(Items from a dataset):
★ ★ ★ ★
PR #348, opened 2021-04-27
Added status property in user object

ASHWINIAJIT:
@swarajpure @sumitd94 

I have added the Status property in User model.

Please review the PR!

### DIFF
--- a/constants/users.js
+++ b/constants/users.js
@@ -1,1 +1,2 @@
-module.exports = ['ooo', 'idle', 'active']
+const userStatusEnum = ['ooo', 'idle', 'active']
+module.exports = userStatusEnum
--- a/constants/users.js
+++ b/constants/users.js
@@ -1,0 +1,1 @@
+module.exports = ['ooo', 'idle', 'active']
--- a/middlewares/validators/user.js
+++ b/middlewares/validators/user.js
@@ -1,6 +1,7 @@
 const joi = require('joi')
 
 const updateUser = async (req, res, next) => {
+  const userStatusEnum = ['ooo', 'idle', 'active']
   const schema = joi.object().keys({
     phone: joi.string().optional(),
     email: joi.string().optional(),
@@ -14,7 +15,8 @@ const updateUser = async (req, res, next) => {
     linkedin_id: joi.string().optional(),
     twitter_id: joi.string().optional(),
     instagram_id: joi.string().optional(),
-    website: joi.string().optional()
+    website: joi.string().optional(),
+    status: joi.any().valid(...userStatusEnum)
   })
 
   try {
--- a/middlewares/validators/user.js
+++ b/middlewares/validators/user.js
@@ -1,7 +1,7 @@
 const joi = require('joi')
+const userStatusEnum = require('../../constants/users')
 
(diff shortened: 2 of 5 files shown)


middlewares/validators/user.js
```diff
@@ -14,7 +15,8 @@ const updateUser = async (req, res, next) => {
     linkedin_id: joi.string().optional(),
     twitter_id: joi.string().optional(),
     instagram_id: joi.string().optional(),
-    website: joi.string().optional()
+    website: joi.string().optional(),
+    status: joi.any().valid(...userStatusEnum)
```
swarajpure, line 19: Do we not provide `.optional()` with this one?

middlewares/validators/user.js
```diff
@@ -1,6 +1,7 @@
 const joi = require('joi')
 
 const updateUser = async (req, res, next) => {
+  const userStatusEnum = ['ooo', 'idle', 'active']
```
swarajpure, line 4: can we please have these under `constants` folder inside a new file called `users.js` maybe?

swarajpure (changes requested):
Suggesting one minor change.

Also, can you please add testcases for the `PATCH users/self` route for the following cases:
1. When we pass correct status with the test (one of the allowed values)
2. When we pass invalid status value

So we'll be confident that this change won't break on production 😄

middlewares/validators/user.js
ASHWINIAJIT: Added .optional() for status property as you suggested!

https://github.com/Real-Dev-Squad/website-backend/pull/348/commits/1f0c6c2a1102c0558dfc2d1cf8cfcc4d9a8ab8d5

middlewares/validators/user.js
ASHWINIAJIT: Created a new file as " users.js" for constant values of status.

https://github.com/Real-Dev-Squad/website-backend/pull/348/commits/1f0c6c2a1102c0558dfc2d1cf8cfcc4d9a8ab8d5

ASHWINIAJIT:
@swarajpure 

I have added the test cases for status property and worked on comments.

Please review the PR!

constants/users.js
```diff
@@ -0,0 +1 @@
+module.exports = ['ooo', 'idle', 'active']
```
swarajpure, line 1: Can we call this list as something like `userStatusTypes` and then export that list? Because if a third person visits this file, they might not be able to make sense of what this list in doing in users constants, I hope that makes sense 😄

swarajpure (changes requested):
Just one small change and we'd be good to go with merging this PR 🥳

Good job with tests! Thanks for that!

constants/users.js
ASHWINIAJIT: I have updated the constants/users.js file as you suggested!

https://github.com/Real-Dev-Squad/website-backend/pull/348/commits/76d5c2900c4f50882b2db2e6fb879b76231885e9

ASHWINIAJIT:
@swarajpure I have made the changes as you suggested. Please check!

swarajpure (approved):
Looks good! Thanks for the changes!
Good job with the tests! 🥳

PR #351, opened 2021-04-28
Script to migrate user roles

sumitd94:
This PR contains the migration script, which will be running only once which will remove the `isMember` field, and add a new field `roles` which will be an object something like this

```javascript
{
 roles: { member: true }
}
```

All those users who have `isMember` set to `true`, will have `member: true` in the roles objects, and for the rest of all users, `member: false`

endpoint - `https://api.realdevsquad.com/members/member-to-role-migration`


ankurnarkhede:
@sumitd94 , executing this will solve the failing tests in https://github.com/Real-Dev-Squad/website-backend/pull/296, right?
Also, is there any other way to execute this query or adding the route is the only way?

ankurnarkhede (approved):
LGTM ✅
★ ★ ★ ★
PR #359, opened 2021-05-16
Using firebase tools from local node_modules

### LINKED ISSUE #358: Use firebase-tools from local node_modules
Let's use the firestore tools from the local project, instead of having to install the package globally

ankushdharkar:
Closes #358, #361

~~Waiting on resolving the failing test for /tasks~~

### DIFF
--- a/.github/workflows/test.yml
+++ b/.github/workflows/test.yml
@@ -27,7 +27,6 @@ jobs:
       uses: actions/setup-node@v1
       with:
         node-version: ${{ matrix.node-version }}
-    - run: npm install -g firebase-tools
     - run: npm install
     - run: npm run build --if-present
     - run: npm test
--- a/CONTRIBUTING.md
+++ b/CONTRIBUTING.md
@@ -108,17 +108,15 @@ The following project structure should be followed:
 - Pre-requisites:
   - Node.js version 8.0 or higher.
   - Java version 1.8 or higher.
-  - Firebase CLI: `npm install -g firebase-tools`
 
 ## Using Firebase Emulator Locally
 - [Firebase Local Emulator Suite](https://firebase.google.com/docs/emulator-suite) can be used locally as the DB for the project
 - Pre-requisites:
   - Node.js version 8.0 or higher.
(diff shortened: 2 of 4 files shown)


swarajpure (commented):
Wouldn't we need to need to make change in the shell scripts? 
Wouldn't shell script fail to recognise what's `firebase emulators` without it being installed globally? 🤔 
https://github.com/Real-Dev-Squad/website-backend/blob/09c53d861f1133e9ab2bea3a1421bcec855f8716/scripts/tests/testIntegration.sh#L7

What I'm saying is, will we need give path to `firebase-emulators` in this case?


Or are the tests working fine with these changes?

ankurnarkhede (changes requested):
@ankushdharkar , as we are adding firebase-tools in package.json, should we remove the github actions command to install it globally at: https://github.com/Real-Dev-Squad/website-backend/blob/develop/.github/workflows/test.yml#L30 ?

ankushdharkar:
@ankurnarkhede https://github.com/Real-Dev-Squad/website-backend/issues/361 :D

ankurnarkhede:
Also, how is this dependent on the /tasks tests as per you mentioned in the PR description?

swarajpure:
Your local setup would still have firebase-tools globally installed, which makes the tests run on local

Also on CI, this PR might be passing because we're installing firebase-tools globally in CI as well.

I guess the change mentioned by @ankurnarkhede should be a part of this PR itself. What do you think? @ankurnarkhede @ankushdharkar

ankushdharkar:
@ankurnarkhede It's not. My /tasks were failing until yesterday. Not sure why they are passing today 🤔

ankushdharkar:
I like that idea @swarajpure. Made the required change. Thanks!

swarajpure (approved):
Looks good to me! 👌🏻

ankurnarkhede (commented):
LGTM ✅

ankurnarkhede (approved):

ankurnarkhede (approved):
★ ★ ★ ★
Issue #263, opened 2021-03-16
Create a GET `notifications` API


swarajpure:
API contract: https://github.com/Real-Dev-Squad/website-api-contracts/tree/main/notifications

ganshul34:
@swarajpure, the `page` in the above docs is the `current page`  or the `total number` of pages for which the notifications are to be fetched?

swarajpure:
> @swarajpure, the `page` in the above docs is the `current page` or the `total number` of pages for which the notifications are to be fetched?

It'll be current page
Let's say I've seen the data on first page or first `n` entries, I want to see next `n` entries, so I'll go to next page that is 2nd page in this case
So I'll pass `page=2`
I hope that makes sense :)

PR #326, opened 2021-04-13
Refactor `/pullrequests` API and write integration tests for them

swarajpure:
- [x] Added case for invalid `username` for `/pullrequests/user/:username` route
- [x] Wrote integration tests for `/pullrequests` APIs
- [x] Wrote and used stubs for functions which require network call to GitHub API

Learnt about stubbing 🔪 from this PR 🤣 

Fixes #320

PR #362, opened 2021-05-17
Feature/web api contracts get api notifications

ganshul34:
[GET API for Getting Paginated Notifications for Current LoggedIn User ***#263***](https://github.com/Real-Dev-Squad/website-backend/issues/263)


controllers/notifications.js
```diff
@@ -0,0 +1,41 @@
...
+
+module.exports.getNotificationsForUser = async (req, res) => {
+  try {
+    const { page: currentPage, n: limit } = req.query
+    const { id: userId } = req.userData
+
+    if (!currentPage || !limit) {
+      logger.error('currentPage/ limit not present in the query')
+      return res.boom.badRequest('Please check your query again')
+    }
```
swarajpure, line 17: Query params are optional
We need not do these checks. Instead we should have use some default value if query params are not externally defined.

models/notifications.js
★ ★ ★ ★
(Work item): Write out every line of the data that holds the word "shortened".

(Written reply):
(diff shortened: 2 of 5 files shown)
(diff shortened: 2 of 4 files shown)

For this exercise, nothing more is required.